Have you ever worked in the eCommerce industry and got a chance to work on raw data like orders received, orders returned by the customers or details of the customers? If yes and you always thought of how this data affected marketing strategies, I have the perfect answer for you. Customer Analytics – a branch of analytics focusing on factors like Customer Lifetime Value and Centricity.
To be honest, it has a lot to do with marketing jargon and statistical models. However, the intention to write this blog is more to do with which topics to focus. I will be writing about Predictive Analysis and focusing on how customer data is analyzed to derive insights.
There are roughly two background settings to pay attention to – Contractual and Non- Contractual setting.

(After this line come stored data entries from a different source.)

PR #8636, opened 2022-04-05
Add documentation on how to do a minimal changelog update

flip1995:
This ensures that the link to the Clippy version in the Rust release
blog post works correctly. The additional `(beta)` behind the previous
beta version breaks that link otherwise.

[Rendered](https://github.com/flip1995/rust-clippy/blob/release_changelog_quick_update/doc/release.md)

changelog: none

### DIFF
--- a/doc/release.md
+++ b/doc/release.md
@@ -121,4 +121,25 @@ happened a stable backport, make sure to re-merge those changes just as with the
 
 For this see the document on [how to update the changelog].
 
+If you don't have time to do a complete changelog update right away, just update
+the following parts:
+
+- Remove the `(beta)` from the new stable version:
+
+  ```markdown
+  ## Rust 1.XX (beta) -> ## Rust 1.XX
+  ```
+
+- Update the release date line of the new stable version:
+
+  ```markdown
+  Current beta, release 20YY-MM-DD -> Current stable, released 20YY-MM-DD
+  ```
+
+- Update the release date line of the previous stable version:
+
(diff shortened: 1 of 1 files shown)


xFrednet:
Alternatively, we could manually add an invisible html item with an id that stays constant regardless of the section title. I've seen that on an RFC recently. Not sure if that is better though 🤔

flip1995:
> Alternatively, we could manually add an invisible html item with an id that stays constant regardless of the section title. I've seen that on an RFC recently. Not sure if that is better though thinking

This would also have to be moved with every changelog update. This has to be done anyway, so it can also just be done during the release. The release is also connected with the sync, so this can also be just another commit in the sync PR.

Also it's not only that the Rust blog post link is wrong (That's not that big of a problem, since the changelog of the most recent stable is at the top anyway) but, that it might be confusing for people if we only write the beta changelog 4-5 weeks (like in this release cycle) after the release and the `## Rust 1.XX (beta)` heading stays there for the whole time.

xFrednet (approved):

flip1995:
I will do this quick changelog update on Thursday anyway. I just thought I might document it beforehand :smile:

xFrednet:
Thanks :+1: 

@bors r+

xFrednet:
Sounds good, I plan to write the full changelog for the next release (unless you want to xD)

flip1995:
> unless you want to xD

Definitely not :smile:

PR #8639, opened 2022-04-06
`trivially_copy_pass_by_ref` fixes

### LINKED ISSUE #2961: False positive with trivially_copy_pass_by_ref
The following code falsely assumes that `value` can be converted from reference to value when the value is returned as a reference by the function.

https://github.com/CraneStation/cranelift/blob/01de6842b1a3230db645a00f4ecf0176b5fdc65f/lib/codegen/src/regalloc/virtregs.rs#L100-L106

**ref_slice**

https://github.com/CraneStation/cranelift/blob/fb4acf8b5aaf63a96b9364d9b6f8d373fd8913c8/lib/codegen/src/ref_slice.rs#L12-L14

A contractual setting is a scenario where the attrition of the customers is known to the firm most precisely the time when they stopped participating in doing the transaction with the firm while in the non-contractual setting, no data is available on customer attrition which means distinguishing between the customers who have left and who are new is not possible in this case.
What can we determine using customer data?

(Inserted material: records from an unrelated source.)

PR #8579, opened 2022-03-24
`unnecessary_join` lint

yoav-lavi:
Adds a lint called `unnecessary_join` that detects cases of `.collect::<Vec<String>>.join("")` or `.collect::<Vec<_>>.join("")` on an iterator, suggesting `.collect::<String>()` instead

Fixes: https://github.com/rust-lang/rust-clippy/issues/8570

This is a reopen of https://github.com/rust-lang/rust-clippy/pull/8573

changelog: add lint [`unnecessary_join`]

PR #8640, opened 2022-04-06
`unnecessary_join` documentation update

yoav-lavi:
changelog: none

Updates the description of `unnecessary_join` in accordance with https://github.com/rust-lang/rust-clippy/pull/8579#issuecomment-1089969859. I've also added a line regarding differences in assembly output, please let me know if it should also make it in.


flip1995:
Also answering your question from the other PR: I think having this in `pedantic` is fine. I don't think the performance impact is that big in cases where the collect+join is faster. 

Please squash the commits and we can merge this.

PR #9697, opened 2022-10-23
Mark `let_underscore_lock` and `let_underscore_drop` as uplifted

### LINKED ISSUE #8003: let_underscore_drop complains about idiomatic `let _ = ignorable_result`;
Lint name: let_underscore_drop

I tried this code:

```rust
#![allow(unused)]
#![deny(clippy::let_underscore_drop)]

struct Test;

impl Test {
    fn causes_error(&self) -> Result<(), std::io::Error> {
        todo!()
    }
    
    fn bug(&self) {
        let _ = self.causes_error();
    }
}
```
I expected to see this happen: no clippy errors

Instead, this happened: clippy wants to keep the Result around until end of scope, while `let _ =` is the normally suggested way to deal with results where there is no useful Ok and the Err needs to be ignored.

[edit: this originally suggested that the Drop bound is wrongly inferred.]

### Meta

**Rust version:** Nightly on Playground (2021-11-19 a77da2d)

### LINKED ISSUE #9314: `let_underscore_drop` and ignoring error

Alexendoo:
Here I've renamed both the uplifted lints, however rustc's `let_underscore_lock` is slightly less capable than the clippy lint as it doesn't catch `parking_lot` types or `Result<Guard, ..>`, should we still remove it? The `Result` change looks like it was unintentional to me so that could probably be fixed upstream

changelog: Uplift [`let_underscore_drop`] to rustc https://github.com/rust-lang/rust/pull/97739
changelog: Remove overlap between rustc's `let_underscore_lock` and Clippy's [`let_underscore_lock`]

Closes #8003
Closes #9314

r? @flip1995


flip1995:
Should we limit the ``let_underscore_lock`` lint to just lint on `parking_lot` locks? I wouldn't completely deprecate it.

flip1995 (approved):
Thanks!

- Which customers are more likely stay active in future?
- The transaction value expected from above customers if they stay
- Customer Lifetime Value
To evaluate point 1 stated above, we shall focus first on the analysis technique called RFM (Recency, Frequency and Monitory Gain). This technique has been widely used by the marketing teams in organizations to identify the best customers on the basis of the three factors mentioned below:
- Recency – The duration of time when they were last active
- Frequency – The number of times they have made the transaction with the firm.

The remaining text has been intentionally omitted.